Ulaanbaatar is located at the bottom of a valley, creating a thermal inversion effect. This meteorological phenomenon means that a layer of warm air sits over a layer of denser, colder air near the ground, the opposite to the usual temperature decrease with altitude. The trapped air also keeps pollutants close to the ground, leading to very poor air quality in Ulaanbaatar, particularly in the winter months. For the past 15 years, annual mean concentrations of air pollutants have been between 6 and 14 times higher than World Health Organisation air quality guidelines.
The high levels of air pollutants in Ulaanbaatar increase mortality from respiratory infection and disease, lung cancer, heart disease and stroke. A 2024 United Nations report estimated that 7,000 people in Mongolia had been killed that winter due to air pollution, both inside and outside the home. Those who suffer most are children, with pollution being the second highest cause of death in under fives. Carbon monoxide poisoning is also common, killing over 800 people in Mongolia between 2018 and 2025.
One solution to Ulaanbaatar’s air pollution crisis is to build more affordable housing and apartment blocks in the city, moving people out of the ger districts. However, gers are a central tenet of Mongolian culture, and have been for thousands of years. Unesco recognises gers and their craftsmanship as part of the world’s cultural heritage. It would be a shame to lose this innovative form of housing, and indeed, many Mongolians are reluctant to do so.
Another solution is to adapt gers to more climate-friendly, and safer, ways of heating.

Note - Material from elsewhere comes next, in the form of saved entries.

PR #697, opened 2022-11-15
fix(apps): fix sourceUrl being cleared when version is uploaded

Birkbjo:
Fixes `sourceUrl` being cleared in the UI when a new version is uploaded. This is done by making sure any app-version sourceUrl is used, not just the first being "collected". This is the easiest fix that I could come up with that does not need to run any migration to populate missing sourceUrls.

The reason for this is that `source_url` is in the `app_version`-table. It really should be in the "app"-table, because we should not have different `source_url`s for each version. I guess this was done in good spirit, making it possible to "migrate" source to another repository host between versions - but it's such an obscure use-case and results in tons of duplicated data.

I've not done any database fixes, because that is much more work and quite risky. I think we can do that once we introduce a "v2/apps"-API.

### DIFF
--- a/server/src/routes/v1/apps/formatting/convertAppsToApiV1Format.js
+++ b/server/src/routes/v1/apps/formatting/convertAppsToApiV1Format.js
@@ -4,7 +4,7 @@ const debug = require('debug')(
 const { MediaType } = require('../../../../enums')
 const getServerUrl = require('../../../../utils/getServerUrl')
 
-const convertDbAppViewRowToAppApiV1Object = app => ({
+const convertDbAppViewRowToAppApiV1Object = (app) => ({
     appType: app.type,
 
     status: app.status,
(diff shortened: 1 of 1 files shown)


server/src/routes/v1/apps/formatting/convertAppsToApiV1Format.js
```diff
@@ -100,9 +100,17 @@ const convertAll = (apps, request) => {
             })
         }
 
+        // some app-version may not have a version set
+        // sourceUrl really should be in 'app'-table, not 'app_version'
+        if (app.source_url && !currentApp.sourceUrl) {
+            currentApp.sourceUrl = app.source_url
+        }
```
Birkbjo, line 107: This is the actual fix, rest is prettier-styling.

Topener (approved):
LGTM! 

I haven't actually run the code locally, but I see nothing that _could_ break here.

That’s the approach of a tech startup called Ureca (Universal Renewable Energy Certificate Accreditor), based in Singapore and co-founded by Mongolian physicist Unurbat Erdenemunkh. Their ongoing pilot project is called Coal-2-Solar (C2S), installing solar panels and electric heaters, as well as enhancing insulation within the gers. Eighty families are currently taking part, which is expected to rise to 180 by next winter. C2S is not perfect, relying partially on the national electric grid, which is still based on burning fossil fuels. However, innovations like this one show that traditional cultural practices don’t have to be abandoned to make technological progress.

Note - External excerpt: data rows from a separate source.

PR #718, opened 2023-01-18
ci: remove extraneous .ebextensions dir and update EB env names

radnov:
The `.ebextensions` dir containing the `proxy.config` nginx configuration extension file is no longer needed after [migrating App Hub to Elastic Beanstalk on Amazon Linux 2](https://docs.aws.amazon.com/elasticbeanstalk/latest/dg/using-features.migration-al.html). The `HTTP` to `HTTPS` redirect is now handled by an Application Load Balancer (as outlined [here](https://docs.aws.amazon.com/elasticbeanstalk/latest/dg/configuring-https-httpredirect.html#configuring-https-httpredirect.redirect)).

This PR also updates the publish workflow Elastic Beanstalk environment names, as the current ones cannot be modified and we need to have the old and new environments running at the same time to eliminate downtime. Note that the EB environment names are only "internal" and will not affect the end user.


Birkbjo (approved):
Thanks a lot for working on this!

Climate change has had devastating effects on Mongolia over the past few decades. Droughts are more common, as is a phenomenon called zud — the Mongolian word for the ground freezing so completely that herds starve to death. In 2024, extreme winter conditions killed more than 10 million grazing animals in Mongolia, forcing nomadic families to abandon their traditional herding lifestyles and seek work and schooling in the cities.
Climate change related displacement in Mongolia is likely to continue, and those it displaces will have to find places to live in cities that weren’t built for such rapid urbanisation.
Rather than assuming that traditional homes are automatically “primitive” and should be replaced by “modern” housing, it’s worth exploring ways of adapting them, as people have always done throughout their history.
Adaptations like those being explored by the C2S project may become ever more critical. The danger is that this crucial task is left to small startups, rather than being taken up in earnest by the state.